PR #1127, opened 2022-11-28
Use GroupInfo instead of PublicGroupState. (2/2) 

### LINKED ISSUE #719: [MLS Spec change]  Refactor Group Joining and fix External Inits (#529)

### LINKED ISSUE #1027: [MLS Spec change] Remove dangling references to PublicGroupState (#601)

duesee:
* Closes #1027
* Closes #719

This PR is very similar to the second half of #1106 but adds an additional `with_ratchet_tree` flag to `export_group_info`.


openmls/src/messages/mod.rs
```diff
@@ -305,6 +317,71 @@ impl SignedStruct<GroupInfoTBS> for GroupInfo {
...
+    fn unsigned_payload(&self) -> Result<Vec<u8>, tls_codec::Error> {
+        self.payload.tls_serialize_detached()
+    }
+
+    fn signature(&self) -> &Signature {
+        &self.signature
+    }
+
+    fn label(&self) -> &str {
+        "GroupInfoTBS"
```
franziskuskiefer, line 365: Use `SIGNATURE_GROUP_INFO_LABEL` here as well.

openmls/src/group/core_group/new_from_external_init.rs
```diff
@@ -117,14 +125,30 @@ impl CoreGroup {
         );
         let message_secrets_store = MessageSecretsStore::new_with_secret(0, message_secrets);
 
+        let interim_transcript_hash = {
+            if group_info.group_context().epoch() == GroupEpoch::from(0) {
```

### DIRECTIONS
What you return should match every line above exactly.

### SOLUTION
PR #1127, opened 2022-11-28
Use GroupInfo instead of PublicGroupState. (2/2) 

### LINKED ISSUE #719: [MLS Spec change]  Refactor Group Joining and fix External Inits (#529)

### LINKED ISSUE #1027: [MLS Spec change] Remove dangling references to PublicGroupState (#601)

duesee:
* Closes #1027
* Closes #719

This PR is very similar to the second half of #1106 but adds an additional `with_ratchet_tree` flag to `export_group_info`.


openmls/src/messages/mod.rs
```diff
@@ -305,6 +317,71 @@ impl SignedStruct<GroupInfoTBS> for GroupInfo {
...
+    fn unsigned_payload(&self) -> Result<Vec<u8>, tls_codec::Error> {
+        self.payload.tls_serialize_detached()
+    }
+
+    fn signature(&self) -> &Signature {
+        &self.signature
+    }
+
+    fn label(&self) -> &str {
+        "GroupInfoTBS"
```
franziskuskiefer, line 365: Use `SIGNATURE_GROUP_INFO_LABEL` here as well.

openmls/src/group/core_group/new_from_external_init.rs
```diff
@@ -117,14 +125,30 @@ impl CoreGroup {
         );
         let message_secrets_store = MessageSecretsStore::new_with_secret(0, message_secrets);
 
+        let interim_transcript_hash = {
+            if group_info.group_context().epoch() == GroupEpoch::from(0) {
```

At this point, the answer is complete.